Konkret feiern die meisten Befragten laut YouGov mit ihrem Partner oder ihrer Partnerin (54 Prozent), mit den eigenen Kindern (41 Prozent) oder Eltern (31 Prozent). Immerhin zehn Prozent geben an, dass sie allein feiern werden, besonders viele, die zwischen 45 und 54 Jahren oder über 55 Jahre alt sind (jeweils 12 Prozent). Vier Prozent erklären, gar nicht feiern zu wollen.
Gutes zu tun oder zu spenden, scheint eher im Advent en vogue zu sein. Nur zwei Prozent haben laut Umfrage vor, das Fest selbst mit anderen Menschen im Rahmen eines Ehrenamts zu feiern, etwa in einer Suppenküche oder in der Obdachlosenhilfe. Bei katholisch.de wünscht sich ein Nutzer “ein Essen für Obdachlose, das reicht”. Und Hilfsorganisationen wie die Caritas erklären, sie wären gerne bei den Menschen, deren Schicksal vor allem in der Advents- und Weihnachtszeit viele bewegt: “Zum Beispiel bei den hunderten Kindern im Makala-Gefängnis in Kinshasa zu sein, das wäre eine sinnvolle Sache”.
Laut einer früheren YouGov-Umfrage freut sich eine Mehrheit auf das Fest. 36 Prozent gaben an, sich “eher” zu freuen, ein Viertel (25 Prozent) freut sich “sehr”. Elf Prozent freuen sich demnach “überhaupt nicht” und 20 Prozent “eher nicht” auf Weihnachten.

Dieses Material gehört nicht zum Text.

PR #646, opened 2023-05-02
RFC: JavaScriptCore-safe bundle URLs

robhogan:
Proposes a solution to the issues (https://github.com/facebook/react-native/issues/36794, https://github.com/expo/expo/issues/22008) caused by the [change to JavaScriptCore](https://github.com/WebKit/WebKit/blob/e214b2a322c49e1ff3aa7991b6f9478d8cbd80e5/Source/JavaScriptCore/runtime/StackFrame.cpp#L137) that strips information from stack trace source URLs.

### DIFF
--- a/proposals/0642-JavaScriptCore-safe-bundle-URLs.md
+++ b/proposals/0642-JavaScriptCore-safe-bundle-URLs.md
@@ -24,45 +24,41 @@ Should be supported by Metro (and other bundlers) equivalently and in addition t
 
 Recent versions of JavaScriptCore strip query strings from source URLs in stack traces (`Error.prototype.stack`).
 
-To implement features such as Metro's `/symbolicate` endpoint correctly, we must be able to derive (a close approximation of) the source that was executed the client. To rebuild that source correctly we need to use the same build parameters. 
+To implement features such as Metro's `/symbolicate` endpoint correctly, we must be able to derive (a close approximation of) the source that was executed the client. To do so correctly we need to know the build parameters the client used originally.
 
 Ideally, for maximal compatibility with debuggers (etc.) that may intercept the raw error stack, the source URLs in the error stack should be sufficient, and should be valid URLs, without any post-processing or external context.
 
 ## Detailed design
 
-Use a character sequence from the "reserved" set specified in RFC 3986, namely `;&`, as an alternative delimiter in place of `?`, and URL-encode any `?` characters appearing within the subsequent query string so that the result is a valid [`path`](https://www.rfc-editor.org/rfc/rfc3986#section-3.3).
+Use a character sequence from the "reserved" set specified in RFC 3986, namely `;&`, as an alternative delimiter in place of `?`, and URL-encode any `?` characters appearing within the subsequent query string, so that the result is a valid [`path`](https://www.rfc-editor.org/rfc/rfc3986#section-3.3).
 
 If the client sends a URL in this format, Metro should respond as if `?` was seen in place of the alternative delimiter, with the following exceptions:
  - Wherever the bundle itself encodes its own URL, source map URL, or the URLs of other bundles on the same server (such as for lazy bundling), those should use the alternative format for any included query strings *if and only if* the original bundle request used the alternative format. Otherwise, standard query strings starting with `?` should be emitted.
- - URLs of mixed format with `;&` preceding ?, i.e. `.../path;&foo=bar?foo=baz&bar=quux` should be interpreted leniently, as if they were given fully in the alternative format, i.e. `.../path;&foo=bar&foo=baz&bar=quux`.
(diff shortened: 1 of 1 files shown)


proposals/0642-JavaScriptCore-safe-bundle-URLs.md
```diff
@@ -0,0 +1,64 @@
...
+
+Because the alternative delimiter is made of reserved characters, it does not create ambiguity with standard URLs and may be escaped by percent-encoding for use as a param value, path component, etc. In particular, this supports the edge case of a valid POSIX file path containing the substring `;&` being the subject of a bundle request.
+
+## Drawbacks
+
+ - The proposed URL format is unfamiliar, and standard libraries and tools won't be able to encode/decode build parameters into/from URLs in this format. An exposed API or package would help mitigate.
+ - Maintenance/complexity of supporting an additional URL format.
+ - Forking of bundle URL generation in React Native by platform/engine, assuming we use this new format on as narrow a range of target engines as possible.
+
+## Alternatives
```
tido64, line 47: - What prevents Safari from also stripping out `;&` for security reasons?
- Have you considered embedding a comment similar to `//# sourceMappingURL=` for source maps?

robhogan: > - What prevents Safari from also stripping out ;& for security reasons?
 
Nothing in theory, but my understanding is that query strings (which of course aren't fundamentally less secure than path components) are commonly used to append tracking or other sensitive information in a web context during redirection. From what I can gather (though the security bugzilla is private), that was to plug quite a specific hole where stack consumers could end up being sent the sensitive data added by a separate redirection service. Those services would have to motivation to make that private data leakable, and couldn't append `;&` in the general case anyway because it will usually break routing.

I've also been in touch with Apple folks about building an opt-out for controlled, non-browser use cases like RN - they're open to that because the disruption to our use case was completely unintentional, so I don't think we're getting into an arms race here - just a workaround for a temporary situation.
 
> - Have you considered embedding a comment similar to //# sourceMappingURL= for source maps?

Metro already adds these, but JavaScriptCore doesn't use them when populating error stacks. The stacks coming from the engine only use the `sourceURL` provided explicitly to the `JSEvaluateScript` call ([docs](https://developer.apple.com/documentation/javascriptcore/1451589-jsevaluatescript)).

proposals/0642-JavaScriptCore-safe-bundle-URLs.md
```diff
@@ -0,0 +1,64 @@
...
+
+Ideally, for maximal compatibility with debuggers (etc.) that may intercept the raw error stack, the source URLs in the error stack should be sufficient, and should be valid URLs, without any post-processing or external context.
+
+## Detailed design
+
+Use a character sequence from the "reserved" set specified in RFC 3986, namely `;&`, as an alternative delimiter in place of `?`, and percent-encode any `?` characters appearing within the subsequent query string, so that the result is a valid [`path`](https://www.rfc-editor.org/rfc/rfc3986#section-3.3).
+
+If the client sends a URL in this format, Metro should respond as if `?` was seen in place of the alternative delimiter, with the following exceptions:
```
robhogan, line 35: @motiz88 I think we need to specify what "in this format" means here. For example, what format is this?
```
`/path/with-;&-unencoded/index.bundle?platform=ios`
```

If we interpret it as a "URL of mixed format" as suggested [below](https://github.com/react-native-community/discussions-and-proposals/pull/646/files#diff-0c487972bcf6173d648df22562629f0284700df0e5351731641cbf5ef18c41b6R37), then we'll break the specific edge case we claim to support, because clients are not presently required to percent-encode this sequence within a bundle request path (and in fact, don't). In practice, we *could* ensure that React Native escapes that sequence in future, but it'd still technically be a semver-breaking change to Metro, albeit in a narrow edge case.

It might be more practical to consider an input to be "in this format" if it contains *both* a `;&` within the path, *and no query component*.

Another possibility is to use a character sequence that can't appear in (normalised) POSIX paths - there aren't many, but maybe `//`?

robhogan:
I've just made a substantial update to the RFC in https://github.com/react-native-community/discussions-and-proposals/pull/646/commits/a96139248c84255d6d558e98b693a7a74baeb9c0, in summary:

 - The previous choice of delimiter `;&` did not allow us to disambiguate an encoded URL from an existing URL with `;&` coincidentally appearing in a file path, without assuming a client would percent-encode more of the path than it was required to. In particular, pre-existing clients would not be supported, which would make this change semver breaking. The choice of `//&` is explained in the RFC.
 - I'm now proposing that we adopt `//&` as the delimiter in *all* emitted "source URLs", and *not* requiring clients to update their request URLs in order to take advantage of the fix. Bundle request URLs are user-overridable in React Native, so our ability to control their formatting in a non-breaking patch is limited. By instead conceptually separating request URLs from source URLs, we can return a source URL along with the source from bundlers, and use that *downstream* of the http fetch.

Am ehesten wird es laut Hillert ein Fest der Freude, wenn Menschen ihre Erwartungen herunterschrauben: “Wenn ich mir wünsche, dass es perfekt wird, kann das nur scheitern. Dann leide ich darunter, was schief gelaufen ist, wer sich nicht über sein Geschenk gefreut hat oder gar nicht erst gekommen ist.” Der Psychotherapeut zieht einen Vergleich zur biblischen Weihnachtsgeschichte: “Das war alles andere als perfekt. Und wenn das originale Weihnachten so improvisiert war – warum soll dann mein heute gelebtes Weihnachten perfekt sein?”